As the storage capacity of semiconductor memory devices continues to increase, the number of memory cells included in such memories also increases. With the increase in the number of memory cells, the probability that one or more memory cells are defective is increased. In order to avoid having to discard the memory device due to just one or a few defective memory cells, redundant memory elements are included in the semiconductor memory device. The redundant memory elements are usually rows and/or columns and are used to replace the rows and/or columns that contain defective memory cells.

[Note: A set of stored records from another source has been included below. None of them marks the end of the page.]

PR #3916, opened 2026-08-14
Add multi-RHS Kamino FK velocity solves

### LINKED ISSUE #3915: [REQ] Add multi-RHS constraint-consistent velocity evaluation to SolverKamino
## Description

Kamino currently evaluates velocity-level forward kinematics for one right-hand side at a time. I would like to discuss a public way to evaluate several independent velocity right-hand sides at the same configuration while reusing the constraint work that is common to all of them.

Desired behavior:

- Support floating-base and fixed-base constrained mechanisms.
- Produce the same constraint-consistent body twists as repeated single-RHS evaluations.
- Support heterogeneous batched worlds and optional world masking.
- Preserve caller-owned Newton state.
- Avoid repeated Jacobian assembly and factorization where possible.
- Remain compatible with CUDA graph capture after workspace initialization.

## Motivation / Use Case

Closed-loop and otherwise constrained mechanisms cannot generally use tree-based kinematic Jacobians because those Jacobians do not account for loop-closure constraints.

Task-space control, mechanism analysis, sensitivity evaluation, and reduced-order dynamics often require responses to multiple independent velocity basis vectors at one configuration. Repeating the current single-RHS operation rebuilds and refactorizes the same constraint system.

## Questions for Maintainers

- Should this be a public `SolverKamino` operation or remain an internal batched forward-kinematics primitive?
- Would an initial dense-FK-only scope fit the Kamino roadmap, or should sparse FK be part of the first design?
- What input/output layout and workspace ownership would best fit existing Kamino APIs?
- Is there planned work that already covers this use case?

## Alternatives Considered

Calling the existing single-RHS velocity FK operation repeatedly produces the required result but repeats common assembly and factorization work.

Applications can also implement their own constraint elimination or Jacobian projection, but that duplicates Kamino conventions and relies on private implementation details.

han-xudong:
## Description

Closes #3915.

Add homogeneous multi-RHS velocity-level forward kinematics to Kamino's internal FK solver.

The implementation:

- Extends the existing batched semi-sparse blocked Cholesky solve and FK kernels with an RHS dimension instead of adding parallel implementations.
- Shares one constraint Jacobian, normal matrix, and factorization across all velocity right-hand sides.
- Routes single- and multi-RHS velocity FK through the same kernels and `solve_for_body_velocities()` entry point using array views for the single-RHS case.
- Adds `request_rhs_size()` and `request_velocity_solve_batch_size()` so temporary buffers are allocated before CUDA graph capture; batch size 1 is available by default.
- Uses one homogeneous RHS size across all worlds.
- Keeps multi-RHS velocity FK limited to the dense FK solver.

## Checklist

- [x] No changelog fragment is needed because Kamino remains in beta

## Test plan

```bash
uv run --extra dev -m newton.tests -k test_kamino_solvers_forward_kinematics
uv run --extra dev -m newton.tests -k test_kamino_linalg_factorize_llt_blocked_semi_sparse
uvx pre-commit run -a
```

The tests compare each batched result against an independent single-RHS solve, verify linearity, cover gimbal-coordinate refresh and shared base-velocity broadcasting, and compare the LLT solutions against NumPy.

## New feature / API change

The functionality remains on the internal `ForwardKinematicsSolver`. Call `request_velocity_solve_batch_size(batch_size)` before graph capture, then use `solve_for_body_velocities()` with arrays whose leading dimension is the requested batch size.


newton/_src/solvers/kamino/_src/solvers/fk/solver.py
```diff
@@ -2075,6 +2081,133 @@ def solve_for_body_velocities(
...
+                self.actuated_coord_offsets,
+                self.actuated_dof_offsets,
+                self.constraint_full_to_red_map,
+                self.actuators_q_next,
+                fk_actuators_u,
+                world_mask,
+                target_cts_u,
+            ],
+            device=self.device,
+        )
```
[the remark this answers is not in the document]
han-xudong: Fixed in 334ef80c. The multi-RHS path now refreshes actuator coordinates from the current body poses regardless of whether target transforms are supplied. I also added a gimbal regression test that poisons the cached coordinates and verifies the multi-RHS result against the single-RHS solve.

han-xudong:
Addressed the review feedback in 334ef80c:

- Refresh actuator coordinates for explicit target transforms, with a gimbal regression test.
- Reject multi-RHS linear systems whose row dimension is smaller than the configured matrix size.
- Document the RHS axis layout on the new FK kernels.

I left the Jacobian-transpose tile optimization out of this correctness update. Supporting it cleanly requires extending the tile-kernel factory with a three-dimensional RHS layout rather than reusing the current 2D kernel directly. The current path is dense-FK-only and already shares the Jacobian assembly and factorization; I would prefer to benchmark the matrix-product contribution before expanding this PR further.

Guirec-Maloisel:
Hi @han-xudong, thanks for your interest in Kamino, and great that you're willing to contribute to the solver!
However, for your contributions to get in, please follow the contribution guidelines: https://github.com/newton-physics/newton/blob/main/CONTRIBUTING.md
In particular, to introduce new features, you should first open an issue to propose and motivate a new feature, and wait for feedback - we might already have something planned ourselves, that covers or conflicts with that feature. For this PR and the other ones that you opened recently, it looks like you created an issue and a PR simultaneously and have the issue mostly describe what your PR brings in.
I'm converting your PRs to drafts now, but will leave the corresponding issues open. Please clean up the issues if needed and add the kamino label for visibility; we'll then have a more detailed look this week and give feedback on how to move on with the implementation, at which point we could re-open some of the PRs.

han-xudong:
@Guirec-Maloisel Thanks for your feedback! I revised #3915 to focus on the problem, motivation, desired behavior, alternatives, and open design questions for the Kamino team. I also tried to add the kamino label, but GitHub reports that I do not have AddLabelsToLabelable permission in the upstream repository. Could a maintainer please add that label? I will keep this PR in draft and pause implementation work until the issue receives project-member feedback.

Guirec-Maloisel (changes requested):
I've had a look at the code changes and made up my mind on the API question. Here are some high-level comments:

- There is a lot of code duplication in llt_block_semi_sparse.py and fk/kernels.py. Please correct me if I missed something, but I think it would be possible to simply update existing kernels to work with one more thread id and one more input/output dimension (the kernels in the LLT solver even already are taking 3d inputs, just reading/writing at the 0 index). Then update the call sites with the right thread dimensions and view on arrays (e.g. with reshape or by passing ptr= to wp.array()).
- I think it would be cleaner to not expose this functionality in solver_kamino.py for now, as this deviates too much from the main purpose of the solver. I'd be open to adding (sparingly) convenience members to make it easier to call the functionality on the FK solver through SolverKamino (e.g. property for the FK solver, convenience for the body pose conversion at the newton<->kamino interface etc).
- The new functionality seems limited to the homogeneous case when it comes to RHS dimension. Since this is a new functionality I'm fine with this (as there is nothing that fundamentally prevents heterogenous rhs dimensions across worlds, it's just the API the becomes a bit more complicated), but this should be documented clearly at all levels (so LLT solver and FK solver)

I have more detailed comments that I will write at the appropriate location

newton/_src/solvers/kamino/_src/linalg/factorize/llt_blocked_semi_sparse.py
```diff
@@ -109,6 +109,21 @@ def reorder_rows_kernel_col_vector(
         dst[batch_id, i, 0] = src[batch_id, src_row, 0]
 
 
+@wp.kernel
+def reorder_rows_kernel_col_vector_multi_rhs(
```
Guirec-Maloisel: Assuming this new kernel disappears (and the old kernel is adapted instead), it would make sense to change the naming of these kernels and add docstrings for clarity. More specifically:
reorder_rows_kernel -> reorder_rows_cols_kernel (+docstring: applies a permutation to a matrix along rows and columns)
reorder_rows_kernel_col_vector -> reorder_rows_kernel (+docstring: applies a permutation to matrix/vector along rows)

newton/_src/solvers/kamino/_src/linalg/factorize/llt_blocked_semi_sparse.py
Guirec-Maloisel: This assignment in the old kernel is not useful, and was pruned in the new kernel. When instead adapting the old kernel to support multi-rhs, it would make sense to indeed remove it (but not all the comments that got pruned in the duplicate kernel)

newton/_src/solvers/kamino/_src/linalg/factorize/llt_blocked_semi_sparse.py
```diff
@@ -589,7 +675,6 @@ def solve(
 
             rhs = self.rhs_swizzled
 
-        # Then solve the system using blocked_cholesky_solve kernel
```
Guirec-Maloisel, line 592: This comment and at least another below are not related to the new functionality, and should not be removed

newton/_src/solvers/kamino/_src/linalg/factorize/llt_blocked_semi_sparse.py
```diff
@@ -599,10 +684,83 @@ def solve(
...
         if self.enable_reordering:
-            # Undo reordering
             wp.launch(
                 reorder_rows_kernel_col_vector,
                 dim=[self.num_batches, self.max_num_equations],
                 inputs=[R, result, self.inverse_ordering, self.num_active_equations, batch_mask],
                 device=self.device,
             )
+
+    def solve_multi_rhs(
```
Guirec-Maloisel: Similar here, the argument types are the same as solve(), so the existing function should be adapted instead.

newton/_src/solvers/kamino/_src/linalg/factorize/llt_blocked_semi_sparse.py
```diff
@@ -433,6 +518,7 @@ def __init__(self, num_batches: int, max_num_equations: int, block_size=16, devi
         self.rhs_swizzled = wp.zeros(
             shape=(num_batches, self.padded_num_equations, 1), dtype=float, device=self.device
         )  # temp memory
+        self._multi_rhs_workspaces: dict[int, tuple[wp.array, wp.array, wp.array]] = {}
```
Guirec-Maloisel: I'd not separate the single-rhs case anymore, and remove the existing y, result_swizzled, rhs_swizzled.
I'd name the new dictionary `temp_buffers` and have a docstring listing the 3 arrays that it stores per rhs size.
The type annotation for wp.array should also have square brackets with the type

newton/_src/solvers/kamino/_src/linalg/factorize/llt_blocked_semi_sparse.py
```diff
@@ -599,10 +684,83 @@ def solve(
...
+        """
+        if rhs.shape != result.shape:
+            raise ValueError("rhs and result must have identical shapes")
+        if rhs.ndim != 3 or rhs.shape[0] != self.num_batches:
+            raise ValueError("rhs must have shape (batch_count, n, rhs_count)")
+        if rhs.shape[1] < self.max_num_equations:
+            raise ValueError(f"rhs must have at least {self.max_num_equations} rows")
+
+        rhs_count = rhs.shape[2]
+        workspace = self._multi_rhs_workspaces.get(rhs_count)
```
Guirec-Maloisel: To avoid overhead and complications that come with allocations within a CUDA graph (especially if the allocated data survives after the end of the capture like here) we should allocate the temporary arrays up-front before calling solve(), and raise an exception if solve() is called for a rhs size that is not pre-allocated.

This could be done with constructor arguments, and/or helpers like request_rhs_size() to be called before graph capture.

(unless there is a real need for rhs sizes varying over time and not known upfront)

newton/_src/solvers/kamino/_src/linalg/factorize/llt_blocked_semi_sparse.py
```diff
@@ -599,10 +684,83 @@ def solve(
...
+    def solve_multi_rhs(
+        self,
+        rhs: wp.array3d[float],
+        result: wp.array3d[float],
+        batch_mask: wp.array[wp.bool],
+    ):
+        """Solve multiple right-hand sides using the most recent factorization.
+
+        Args:
+            rhs: Right-hand sides with shape ``(batch_count, n, rhs_count)``.
```
Guirec-Maloisel: Minor point, but in other docstrings in this file we've used batch_size, so please update to batch_size and rhs_size here as well for consistency

newton/_src/solvers/kamino/_src/linalg/factorize/llt_blocked_semi_sparse.py
Guirec-Maloisel: The same applies then to the FK solver then, with e.g. a request_velocity_rhs_size() or similar that would call the one from the LLT solver. The size 1 case would be allocated by default by the FK solver, and with the LLT solver with default arguments.

newton/tests/kamino/test_kamino_solver_kamino_linearization.py
```diff
@@ -0,0 +1,68 @@
+# SPDX-FileCopyrightText: Copyright (c) 2026 The Newton Developers
+# SPDX-License-Identifier: Apache-2.0
+
+"""Test the public Kamino body-velocity linearization API."""
```
Guirec-Maloisel: If we don't expose this functionality in SolverKamino, this file should go, but the unit test itself could be kept as part of the FK unit tests below (which are also on a four-bar model already).

newton/tests/kamino/test_kamino_solvers_forward_kinematics.py
```diff
@@ -959,6 +959,119 @@ def test_solve_fk_warns_without_base_body_when_base_provided(self):
...
+        actuator_u = wp.array(actuator_u_np, dtype=wp.float32, device=self.default_device)
+        base_u = wp.array(base_u_np[:, None, :], dtype=wp.spatial_vectorf, device=self.default_device)
+        bodies_u = wp.zeros(
+            (rhs_count, model.size.sum_of_num_bodies), dtype=wp.spatial_vectorf, device=self.default_device
+        )
+        solver.solve_for_body_velocities_multi_rhs(actuator_u, bodies_q, bodies_u, base_u=base_u)
+
+        np.testing.assert_allclose(bodies_u.numpy(), np.asarray(expected), rtol=2.0e-4, atol=2.0e-4)
+
+    def test_multi_rhs_refreshes_gimbal_coords_with_explicit_transforms(self):
```
Guirec-Maloisel, line 1064: I don't fully understand what this unit test is about (or if it is even really about the multi-rhs solve, since there seems to be a single rhs). Could you clarify/add more comments?

changelog/3915.added.md
```diff
@@ -0,0 +1 @@
+Add `SolverKamino.eval_body_velocity_linearization()` for evaluating multiple constraint-consistent velocity responses with a shared factorization.
```
Guirec-Maloisel: We don't need a changelog entry for this (especially if we remove the SolverKamino part), as Kamino is still in beta (we only add entries for major changes).

newton/_src/solvers/kamino/_src/linalg/factorize/llt_blocked_semi_sparse.py
han-xudong: Thank you for pointing this out. I restored the unrelated solve and reordering comments while adapting the original implementation for multiple right-hand sides.

newton/_src/solvers/kamino/_src/linalg/factorize/llt_blocked_semi_sparse.py
han-xudong: Updated as suggested. The single-RHS special buffers were removed; `temp_buffers` now stores the reordered RHS, reordered result, and forward-substitution workspace for each requested RHS size, using bracket-style Warp array annotations.

newton/_src/solvers/kamino/_src/linalg/factorize/llt_blocked_semi_sparse.py
han-xudong: Updated the new documentation and tests to use `batch_size` and `rhs_size` consistently.

newton/_src/solvers/kamino/_src/linalg/factorize/llt_blocked_semi_sparse.py
han-xudong: Thank you. I removed the duplicate kernel, renamed the existing kernels to `reorder_rows_cols_kernel` and `reorder_rows_kernel`, and added docstrings describing the permutations.

newton/_src/solvers/kamino/_src/linalg/factorize/llt_blocked_semi_sparse.py
han-xudong: Agreed. I removed `solve_multi_rhs()` and adapted the existing `solve()` method to accept a homogeneous `rhs_size` in its existing 3D inputs.

newton/_src/solvers/kamino/_src/linalg/factorize/llt_blocked_semi_sparse.py
han-xudong: Thank you. The existing solve kernel now handles the RHS dimension directly, the unused `i_end` assignment was removed, and the surrounding forward/backward substitution comments were retained.

newton/tests/kamino/test_kamino_solver_kamino_linearization.py
han-xudong: Agreed. I removed the `SolverKamino` API and its dedicated test file, then retained the linearity coverage in the existing FK test module.

newton/_src/solvers/kamino/_src/linalg/factorize/llt_blocked_semi_sparse.py
han-xudong: Implemented for both layers. `request_rhs_size()` preallocates LLT buffers, and `request_velocity_rhs_size()` preallocates FK buffers and forwards the request to LLT. RHS size 1 is available by default, and solves now raise if another size was not requested before graph capture.

changelog/3915.added.md
han-xudong: Removed as suggested. The final diff no longer contains a changelog fragment.

newton/tests/kamino/test_kamino_solvers_forward_kinematics.py
han-xudong: I clarified and strengthened this test: it now uses two genuinely different gimbal velocity right-hand sides, deliberately poisons the cached actuator coordinates, and compares both batched results against independent single-RHS solves. This verifies that the shared path refreshes the current gimbal coordinates for every RHS.

newton/_src/solvers/kamino/_src/linalg/factorize/llt_blocked_semi_sparse.py
```diff
@@ -566,43 +575,73 @@ def solve(
...
+
+        Raises:
+            ValueError: If shapes are incompatible or ``rhs_size`` was not requested.
         """
+        if rhs.shape != result.shape:
+            raise ValueError("rhs and result must have identical shapes")
+        if rhs.ndim != 3 or rhs.shape[0] != self.num_batches:
+            raise ValueError("rhs must have shape (batch_size, n, rhs_size)")
+        if rhs.shape[1] < self.max_num_equations:
+            raise ValueError(f"rhs must have at least {self.max_num_equations} rows")
```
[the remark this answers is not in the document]
Guirec-Maloisel: Is this really problematic? I thought that tile_load, tile_store operations were able to deal with this (considering out-of-bounds values as zero for read, and no-op for write). Could you double-check?

Guirec-Maloisel (changes requested):
@han-xudong I took a cleaning pass through the PR as it felt easier than commenting. I restored some of the removed comments, added a bit more at other places, and merged back the single/multiple-rhs functions in the FK solver.

The only thing missing from my side would be more comments on the gimbal unit test, explaining more what is done on a high level and what you are trying to achieve by "poisoning" actuators_q_next. Once you address this I'll trigger the CI so we can merge.

newton/_src/solvers/kamino/_src/solvers/fk/kernels.py
```diff
@@ -2271,47 +2289,51 @@ def _eval_body_velocities(
...
         num_bodies: Number of bodies per world
         first_body_id: First body id per world
         bodies_q: Body poses
-        bodies_q_dot: Time derivative of body poses
+        bodies_q_dot: Time derivative of body poses, with shape ``(num_worlds, num_states_max, batch_size)``
         world_mask: Per-world boolean flag to perform the computation (False = skip)
     Outputs:
-        bodies_u: Body velocities (twists)
+        bodies_u: Body velocities (twists), with shape ``(batch_size, num_bodies_max)``
     """
```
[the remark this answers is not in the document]
Guirec-Maloisel: Good point, I fixed the docstring

newton/_src/solvers/kamino/_src/solvers/fk/solver.py
```diff
@@ -1826,40 +1836,53 @@ def _run_newton_iteration(self, bodies_q: wp.array[wp.transformf]):
...
+                    shape=(batch_size, 6 * self.num_worlds),
+                    device=self.device,
+                    copy=False,
                 ),
                 actuators_u,
                 self.actuated_dofs_map,
-                self.actuators_u,
+                fk_actuators_u,
             ],
             device=self.device,
```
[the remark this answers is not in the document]
Guirec-Maloisel: Right, good catch. I replaced batch_size with base_u.shape[0] to adapt to either case.

han-xudong:
@Guirec-Maloisel, thank you for taking the cleaning pass through the PR. I added high-level comments to the gimbal test explaining the independent single-RHS reference and why `actuators_q_next` is deliberately poisoned before the batched solve. The test now makes explicit that the solver must refresh the gimbal coordinates from the current body pose rather than reuse stale scratch state.

While verifying the updated path, I also aligned the validation and annotation with the single-row `base_u` broadcast already supported by the kernel, and covered that case in the same test. The branch is now up to date with `upstream/main`; all 17 FK tests, both semi-sparse LLT tests, and the full pre-commit suite pass. It should be ready for CI.

Guirec-Maloisel (approved):
Looks good to me, good catch for the transformf vs spatial_vectorf!

I had added the support for size 1 along the batch for base_u to be able to handle the case when base_u is not provided and falls back to the default (which is not sized based on the number of rhs). But I guess it doesn't hurt to support this more generally since it's implemented.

During wafer testing, all memory cells are tested. The information about which memory cells are defective and sometimes the information about which redundant memory elements are selected to replace the defective memory elements is called redundancy information. After the wafer test the redundancy information is stored in a non-volatile memory in a one-time programming (OTP) operation. During read, write or erase operations, the memory device addresses memory cells. A redundancy control unit accesses the redundancy information to check if the memory cells addressed are functioning or if they need to be replaced by a redundant element. If they are defective, the memory cells will be replaced with redundant elements. As a result, the semiconductor memory device will function as expected and the production yield is significantly increased.

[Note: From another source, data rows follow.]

PR #2496, opened 2026-04-22
Siblings handling wrong in YAML units (bugfix)

Hook25:
## Description

Siblings were wrongly assumed to be a string, therefore passed into the _leaf function that only handles strings. Also, the other assert was wrongly assuming the values passed in would only be single keys, but that is not true for siblings.

## Resolved issues

## Documentation

N/A

## Tests

Added unit tests


pieqq (approved):
Thanks for updating the tests.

FIG. 1 shows a semiconductor memory device M. The semiconductor memory device M comprises a memory array MA for storing user data, a redundancy array RA providing redundant memory elements, and a non-volatile redundancy information memory NVR for storing redundancy information. The memory cells in the memory array MA and the non-volatile redundancy information memory NVR can be read by means of the sense amplifier SA and written by means of the bitline driver BL while the memory cells in the redundancy array RA can be read by means of the redundancy array sense amplifier RSA and written by means of the redundancy array bitline driver RBL. A bitline multiplexer BLM is used to connect the data bus DB to either the bitline driver BL or to the redundancy array bitline driver RBL, while a sense amplifier multiplexer SAM is used to connect either the sense amplifier SA or the redundancy array sense amplifier RSA to the data bus DB. Both the bitline multiplexer BLM and the sense amplifier multiplexer SAM are controlled by the redundancy control unit RU.

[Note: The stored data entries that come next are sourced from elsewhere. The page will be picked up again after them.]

PR #2501, opened 2026-04-23
Support json exporting for list bootstrapped (bugfix)

Hook25:
## Description

json exporting is super useful, as it can be piped easily into other tools like `jq` or loaded to do post processing without writing a parser.

## Resolved issues

N/A

## Documentation

Added to option help

## Tests

Test it via
```
checkbox-cli list-bootstrapped --format json sru
```

### DIFF
--- a/checkbox-ng/checkbox_ng/launcher/subcommands.py
+++ b/checkbox-ng/checkbox_ng/launcher/subcommands.py
@@ -1543,7 +1543,8 @@ class ListBootstrapped:
             help=_(
                 (
                     "output format, as passed to print function. "
-                    "Use '?' to list possible values"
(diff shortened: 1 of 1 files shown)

FIG. 1 shows the flow of the redundancy information during power up or during initialization of the semiconductor memory device M. The elements involved are drawn using thicker lines. Memory cells in the non-volatile redundancy information memory NVR are selected by means of the address decoder AD and the redundancy information stored is read by means of the sense amplifier SA. The redundancy control unit RU controls the sense amplifier multiplexer SAM so that the sense amplifier SA is connected to the data bus DB. The redundancy information is then transferred by means of the data bus DB to the redundancy information memory RM. The redundancy information memory RM is usually a static random access memory (SRAM), which allows for fast access of the information stored in it.
FIG. 2 shows the same semiconductor memory device M as in FIG. 1 and illustrates the flow of the redundancy information when memory cells are accessed, such as during read, write, or erase operations. The data path of the redundancy information is again indicated by using thicker lines for the elements involved. Every time a memory cell is accessed, the redundancy information corresponding to the address of the memory cell accessed, is read from the redundancy information memory RM into the redundancy decoder RD, where it is decoded. The redundancy information is then transferred by means of the data bus DB to the redundancy control unit RU. The redundancy control unit RU controls the bitline driver multiplexer BLM and the sense amplifier multiplexer SAM, so that depending on the redundancy information, either a memory cell in the memory array MA or a memory cell in the redundancy array RA is accessed.
The semiconductor memory device M suffers from a number of disadvantages. First, the redundancy information has to be read out of the redundancy information memory RM, decoded by the redundancy decoder RD and then loaded into the redundancy control unit RU every time before a memory cell can be accessed. For these steps, a total number of about twenty clock cycles is necessary, which slows down the access to the memory cells and leads to poor performance. Second, both the redundancy information memory RM and the redundancy decoder RD require chip area. At present, the required chip area amounts to 1.5 mm2.